TASK INSTRUCTIONS
Among the lines below, copy exactly those from the one with "old version somewhere" through the one with "closed by #86", counting both ends.

Saved entries
Issue #31, opened 2018-09-26
Consider how to bootstrap the database at first run


joshuathayer:
DB needs to be created somehow either before first run (as part of package installation) or at first run.

In addition, migrations need to be applied also as part of package the installation/upgrading process, or at application startup time.

heartsucker:
I was thinking about this, and I don't know if it make sense for us to do it at `postinst` because we're allowing for configurable home directories. This should be done at app start, possibly with an "upgrading..." spinner.

redshiftzero:
taking a step back, i think the correct behavior is if the configuration directory is deleted entirely, running the application again should create it

heartsucker:
Correct. That is the current behavior in the PR I have open, and adding alembic to that should be simple. In dev, there could be a switch / env-var to use `db.create_all()` to make it easier to develop.

ntoll:
Umm... why Alembic? Surely that's a DB migration tool we'd use as developers. SqlAlchemy creates the database on first run anyway. As we iterate on the application we can just recreate the database anyway on first run (i.e. 2.0 knows there may be a 1.0 version of the database, but cleans this up and re-syncs using the new 2.0 schema of the DB). 

I'm anxious we don't add more complexity at this stage than we really need to. YAGNI etc... ;-)

heartsucker:
If we want to remote a column from a SQLite db after an upgrade, SQLAlchemy won't know how to "create" the removed column. Continuously applying `Base.metadata.create_all(engine)` will work up to a point, but anything remotely complex requires a migration too. This bit us in the ass in SecureDrop core and there were features that got blocked or pulled from releases because we couldn't support them.

IMO `alembic` (or some other tool, but really hopefully `alembic`) is a hard requirement for the initial release of the client.

ntoll:
@heartsucker absolutely get that.

But given that the database will only ever contain data sync'd from the server anyway (and I concede I'm playing devil's advocate here), and a sync pulls "the universe" at the moment, I'm trying to imagine why we'd need this, IYSWIM. In my mind's eye, the "migration" would be:

* Stash the old version somewhere
* Completely recreate the new database with the new schema
* Sync the universe
* Voila..!

Does that make sense.... or am I missing something here? (Very likely) ;-)

heartsucker:
> a sync pulls "the universe" at the moment

[...]

Issue #30, opened 2018-09-26
Move alembic directory


joshuathayer:
To make packaging easier, it makes sense to move the `alembic` directory inside the `securedrop-client` directory.

redshiftzero:
the person that does this should please `git mv` these files 😇

redshiftzero:
closed by #86

PR #86, opened 2018-10-30
Changes related to Debian packaging work

### LINKED ISSUE #2: Configuration management on workstations
information we should be storing in a config file includes:

- location of local database on workstation
- name of AppVM running the api proxy (`sd-journalist` for now)
- what else?

(Note that the journo onion URL and HidServAuth token will be stored in dom0)

I propose we just use `ini` files as it's sufficient for our purposes here and their parsing is in the stdlib

kushaldas:
Fixes #2 #30 #31.

Now we have `securedrop-client` script, which will execute the steps required to run the application following all standard default paths (from the Debian package). 

We are trying to apply any `alembic` revision at the start of the tool, that way, when ever the user restarts the application, it will have the right database structure.

One can improve the `./run.sh` in future. For now I kept it as simple as possible.

### How to test?

- `./run.sh` to use the tool like previously and connect to the server using web API
- Inside of qubes and a proxy vm, use `./run.sh -p` to connect using the Proxy VM.


run.sh
```diff
@@ -16,14 +16,20 @@ while [ -n "$1" ]; do
 done
 
 SDC_HOME=${SDC_HOME:-$(mktemp -d)}
+DB_HOME=$SDC_HOME/data
```
heartsucker: This logic should be kept inside the app. There should only be a single injection of `SDC_HOME`, and the app should figure everything else out from there.

run.sh
```diff
@@ -16,14 +16,20 @@ while [ -n "$1" ]; do
...
 
 echo "Running app with home directory: $SDC_HOME"
 
 # create the database for local testing
-
-python - << EOF
-from securedrop_client.models import Base, make_engine
-Base.metadata.create_all(make_engine("$SDC_HOME"))
-EOF
+./createdb.py $DB_HOME
```
heartsucker: I think it's fine to leave this as a here-doc since `run.sh` is a dev-only tool to help people with laughing the app while iterating. Additionally, this doesn't solve the "bootstrap at first run" ticket.

alembic/env.py
```diff
@@ -16,6 +16,8 @@
 # add your model's MetaData object here
 # for 'autogenerate' support
 sys.path.insert(0, path.realpath(path.join(path.dirname(__file__), '..')))
+# This path is purely for alembic to work on the packaged application
+sys.path.insert(1, "/opt/venvs/securedrop-client/lib/python3.5/site-packages")
```
heartsucker: Why is this necessary? Shouldn't we keep the alembic directory in a fix position relative to the app? The first path insertion should catch every case, no?

files/alembic.ini
```diff
@@ -0,0 +1,74 @@
+# A generic, single database configuration.
+
+[alembic]
+# path to migration scripts
+script_location = /usr/share/securedrop-client/alembic
```
heartsucker: If we're going to be running alembic, we shouldn't be using a hard coded value you like this. We should use a template and a `%%ALEMBIC_PATH%%` or something similar to replace the values in a pre-`alembic` step.

files/client.ini
```diff
@@ -0,0 +1,3 @@
+[client]
+homedir=~/.securedrop_client
+use_securedrop_proxy=True
```
heartsucker: Nit: missing newline at EOF

files/securedrop-client
```diff
@@ -0,0 +1,13 @@
+#!/bin/sh
+
+mkdir -p ~/.securedrop_client/logs
+mkdir -p ~/.securedrop_client/data
+chmod 0700 ~/.securedrop_client/logs
```
heartsucker: As said elsewhere, the Python part of the app should handle all of this. What you're doing here is actually unsafe in the sense that it will force a director with `0777` permissions to `0700` without erroring out. This is def an error, and should not be force corrected by `bash`.

files/securedrop-client
```diff
@@ -0,0 +1,13 @@
...
+chmod 0700 ~/.securedrop_client/data
+chmod 0700 ~/.securedrop_client
+cd /opt/venvs/securedrop-client
+# Now let us try to run alembic first
+./bin/alembic -c /etc/securedrop-client/alembic.ini upgrade head
+
+# Now execute the actual client
+./bin/sd-client
```
heartsucker: Nit: missing newline at EOF

securedrop_client/app.py
```diff
@@ -104,6 +105,9 @@ def arg_parser() -> ArgumentParser:
         type=expand_to_absolute,
         help=('SecureDrop Client home directory for storing files and state. '
               '(Default {})'.format(DEFAULT_SDC_HOME)))
+    parser.add_argument(
+        '-p', '--proxy', action='store_true',
```
heartsucker: I'm somewhat not a fan of using single letters for boolean values because of the chances for confusion.

securedrop_client/app.py
```diff
@@ -120,6 +124,7 @@ def start_app(args, qt_args) -> None:
     - configure the client (logic) object.
     - ensure the application is setup in the default safe starting state.
     """
+    print(args.proxy)
```
heartsucker: Looks like you left a debug `print` here.

securedrop_client/app.py
```diff
@@ -150,7 +156,14 @@ def start_app(args, qt_args) -> None:
 
 
 def run() -> None:
+    config_file = "/etc/securdrop-client/client.ini"
```
heartsucker: We should not be configuring from `/etc`. Configs should be at the root of `sdc_home`.

securedrop_client/app.py
```diff
@@ -150,7 +156,14 @@ def start_app(args, qt_args) -> None:
...
     args, qt_args = arg_parser().parse_known_args()
+    if args.sdc_home == DEFAULT_SDC_HOME and \
+            os.path.exists(config_file):  # pragma: no cover
+        config = configparser.ConfigParser()
+        config.read(config_file)
+        args.sdc_home = config["client"]["homedir"]
```
heartsucker: Why are you overriding the `sdc_home` after reading a config from `sdc_home`?

securedrop_client/app.py
```diff
@@ -150,7 +156,14 @@ def start_app(args, qt_args) -> None:
...
+        args.proxy = config["client"]["use_securedrop_proxy"]
     # reinsert the program's name
     qt_args.insert(0, 'securedrop-client')
```
heartsucker: More generally, I think that the CLI parsing should all happen outside the app, and then we pass those as args to `start_app` (or `run_app`, whatever the name was). In side there, we handle the logic of how to include values from the configs. I think reusing the `Namespace` from `argparse` as the "master config" seems wrong. We might want to have a `Config` class that does all this logic.

files/client.ini
kushaldas: Yup, will add this.

alembic/env.py
kushaldas: Because this is how it can help in packaging. We need static config files to able to package them easily and without any dynamic magic at runtime.

files/alembic.ini
kushaldas: This is to help the Debian packaging. All packaged applications (as far as I know) in Fedora land also uses the same idea.

securedrop_client/app.py
kushaldas: I can remove that.

securedrop_client/app.py
kushaldas: Yup, will be removed.

securedrop_client/app.py
kushaldas: We should configure with `/etc/` as that will be useful to update through the Debian package. The package will be installed at the template, and we should have the default values already in the config for the same.

securedrop_client/app.py
kushaldas: I am going to leave this for a future PR.

alembic/env.py
heartsucker: I still don't understand. What is the exact case that you're describing?

securedrop_client/app.py
kushaldas: I am reading the config from `/etc/securdrop-client/client.ini` file.

run.sh
kushaldas: This helps to make sure that I am creating the directory structure properly, as I need that directory structure to create the DB file.

files/alembic.ini
heartsucker: Right, but the `alembic.ini` is useless without this line

```ini
sqlalchemy.url = sqlite:////path/to/database.sqlite
```

The app at boot *could* pull an `alembic.ini.tmpl` from `/var/lib/` or `/usr/share` and then inject that value before running `alembic upgrade head`.

securedrop_client/app.py
heartsucker: I'm a little confused on the goals then. Is the `securedrop-client` so hyper targeted toward Qubes that we aren't going to work in having it operate anywhere else ever? Or should we use some patterns that allow us to be able to run it in other linux-y environments? Because what I *don't* like about SecureDrop core is that the Debian packages are useless without running `ansible` first. IMO configuration should be entirely outside the Debian side and use defaults in the Python code to handle the no-config cases.

files/client.ini
kushaldas: I will wait for all the other issues to be discussed and resolved, I will fix at the very end :)

files/alembic.ini
kushaldas: It is here for the default path in the Debian package https://github.com/freedomofpress/securedrop-client/pull/86/files#diff-3f5cd7c244dcadbe672e3644a1f283bdR38

alembic/env.py
kushaldas: The first path is for the development environment, and the second path is for the case where we are running using Debian package. The `alembic` directory is installed in the standard `/usr/share/securedrop-workstation/` location.

run.sh
kushaldas: Bootstrapping in production is handled by the `securedrop-client` script.

kushaldas:
Notes from the video call with @heartsucker .

## @heartsucker's point of view

Having any configuration file under `/etc/` means `dpkg` will try to merge it in case of updates, and there is a chance of failure. That is why he suggested to keep configuration files outside of `/etc/`.
He is also okay to have a sane default application where it will think that it is running under Qubes with all default values and will not require any configuration file.

## @kushaldas's point of view

I thought (as a packager) that any configuration should be under `/etc/`, that way the system package management tool will take care of it. I am also totally okay with a sane default application which will just work thinking that it is running inside of Qubes.

Another option is to keep `alembic.ini` or any other such configuration file under `/usr/share/securdrop-client/` directory and the tools to keep using those paths as default values. The + point in this is that the application will always use the version of config file which came with the `Debian`package.

run.sh
heartsucker: All of this logic is inside the app. Doing it in two places runs the risk of us relying on something we shouldn't.

alembic/env.py
heartsucker: Why isn't the alembic directory placed somewhere relative to the source code? Wouldn't that be simpler?

files/securedrop-client
redshiftzero: so we do have this logic in the app itself - why duplicate it here @kushaldas?

run.sh
```diff
@@ -16,14 +16,20 @@ while [ -n "$1" ]; do
...
+DB_HOME=$SDC_HOME/data
+LOGS_HOME=$SDC_HOME/logs
+
+export SDC_HOME DB_HOME LOGS_HOME
+
+mkdir -p $DB_HOME
+mkdir -p $LOGS_HOME
+chmod 0700 $SDC_HOME
+chmod 0700 $DB_HOME
+chmod 0700 $LOGS_HOME
```
redshiftzero: again isn't this also done in the app itself?

securedrop_client/logic.py
```diff
@@ -85,7 +85,8 @@ class Client(QObject):
 
     finish_api_call = pyqtSignal()  # Acknowledges reciept of an API call.
 
-    def __init__(self, hostname, gui, session, home: str) -> None:
+    def __init__(self, hostname, gui, session,
+                 home: str, proxy: bool = False) -> None:
```
redshiftzero: `proxy` should be True if the default application is Qubes first

run.sh
kushaldas: Because we want to have the db file as `~/.securedrop_client/data`, if we have it under `~/.securedrop_client/` then I can remove these lines. As the database must come up (using Alembic) before the application starts.

securedrop_client/logic.py
kushaldas: Okay.

files/alembic.ini
```diff
@@ -0,0 +1,74 @@
...
+# version location specification; this defaults
+# to alembic/versions.  When using multiple version
+# directories, initial revisions must be specified with --version-path
+# version_locations = %(here)s/bar %(here)s/bat alembic/versions
+
+# the output encoding used when revision files
+# are written from script.py.mako
+# output_encoding = utf-8
+
+sqlalchemy.url = sqlite:////home/user/.securedrop_client/data/svs.sqlite
```
redshiftzero: note right now the [db path](https://github.com/freedomofpress/securedrop-client/blob/f25cf5a8e1e8be34dcdf6c75a51b4b45454081ce/securedrop_client/models.py#L12) is: 

/home/user/.securedrop_client/svs.sqlite

(which I think is actually good as the `data` directory contains only downloaded messages / files)

run.sh
redshiftzero: true, we gotta create the database before starting the application - but see my comment [here](https://github.com/freedomofpress/securedrop-client/pull/86#discussion_r229545079), we can at least delegate these folder creation to the application (the less logic we have duplicated the better)

heartsucker:
Just got off a call with Jen were were talked about this PR. Here's my issues.

- the alembic migrations should be in a fixed relative path to the source code
- no configs, even defaults should be shipped with the packages
    - however, templates could/should be shipped
- configs (`config.json` or `alembic.ini`) need to be in the `sdc_home` directory

The only config that would need to be shipped with the package so far is the `alembic.ini`, and this can be rendered to the `sdc_home`. We already do somthing like that [here](https://github.com/freedomofpress/securedrop/blob/develop/securedrop/tests/conftest.py#L100-L115), and we could probably just copy the code completely.

To auto-handle configs and load a local config if present, we should probably have a `Config` class that does the default handling / Qubes detection. This should be injected into the app / logic / controller and passed around that way. Def do not want a global reference (because testing).

If we have a "master" config in `/var/lib` or `/usr/share` or where ever*, then we have configs and data in many places, and IMO this should all be in `sdc_home`. It also raises the problem that we are foreced to always use the known home `/root/.securedrop-client` because `alembic` will have to have a hardcoded value in it's `alembic.ini`. If we want to be able to debug / test on a workstation or just keep with the the current pattern of configuration and isolation, then we need to have a per-`sdc_home` config.

\* please not `/etc/` because these "configs" are actually hardcoded and shouldn't be edited by a user, and they need to be updated by `dpkg` without intervention

Last, I don't want to have to rely on `ansible` or `salt` to manage configs. I know we've kinda discussed "config-less", and I really think that that also means not needing ops tools to get it to work. I don't want to have us end up how we have in SecureDrop core where a whole bunch of would-be-nice changes are blocked by not wanting to make an admin run the ops tools to push out the changes we need.

Addressing Jen's concern, there should be a `Makefile` target called `debian` that Just Works, and this should be part of CI.

heartsucker:
One thing. Can you remove the `fixes #31` line, because this doesn't call `alembic upgrade head` anywhere, so we're not actually bootstrapping the DB. That ticket needs to stay open.

files/client.ini
```diff
@@ -0,0 +1,3 @@
+[client]
```
heartsucker: Can we use `.json` as the config type because it allows for deeper nesting, lists, and also ops tools have nice functions for mangling/merging JSON?

securedrop_client/app.py
heartsucker: Ok I still think this make no sense. The client is passed a `sdc_home`, then we read another value, then we sed that other value to `sdc_home`. I feel like this isn't a good pattern and is kind confusing.

files/client.ini
redshiftzero: can we stick with ini for simplicity for now?

securedrop_client/app.py
```diff
@@ -150,7 +155,15 @@ def start_app(args, qt_args) -> None:
 
 
 def run() -> None:
+    config_file = "/usr/share/securedrop-client/client.ini"
     args, qt_args = arg_parser().parse_known_args()
+    if args.sdc_home == expand_to_absolute(DEFAULT_SDC_HOME) and \
+            os.path.exists(config_file):  # pragma: no cover
+        config = configparser.ConfigParser()
+        config.read(config_file)
+        args.sdc_home = config["client"]["homedir"]
```
kushaldas: This is done to make sure that we use the whatever values are there in the config file. This part is to be used only after installing via debian package, and we can improve this in future.

heartsucker: We have a hardcoded home directory in Qubes, so we're using that hard coded value to read a hardcoded config to then switch the home to something else hardcoded. This seems like a lot of indirection.

files/client.ini
heartsucker: sure

createdb.py
```diff
@@ -0,0 +1,5 @@
+#!/usr/bin/env python3
+import sys
+
+from securedrop_client.models import Base, make_engine
+Base.metadata.create_all(make_engine(sys.argv[1]))
```
heartsucker: I think the comment got lost, but I still think this is better as a here-doc since it's just for the dev env and it's simple enough to just shove into the bash script.

redshiftzero:
hey @heartsucker, I've filed #97 and added it to the beta milestone so we can continue this discussion there, and please feel free to open other issues as followups to this. For now, merging so that we resolve the must-do issues for alpha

RESPONSE TO THE EXERCISE
* Stash the old version somewhere
* Completely recreate the new database with the new schema
* Sync the universe
* Voila..!

Does that make sense.... or am I missing something here? (Very likely) ;-)

heartsucker:
> a sync pulls "the universe" at the moment

[...]

Issue #30, opened 2018-09-26
Move alembic directory


joshuathayer:
To make packaging easier, it makes sense to move the `alembic` directory inside the `securedrop-client` directory.

redshiftzero:
the person that does this should please `git mv` these files 😇

redshiftzero:
closed by #86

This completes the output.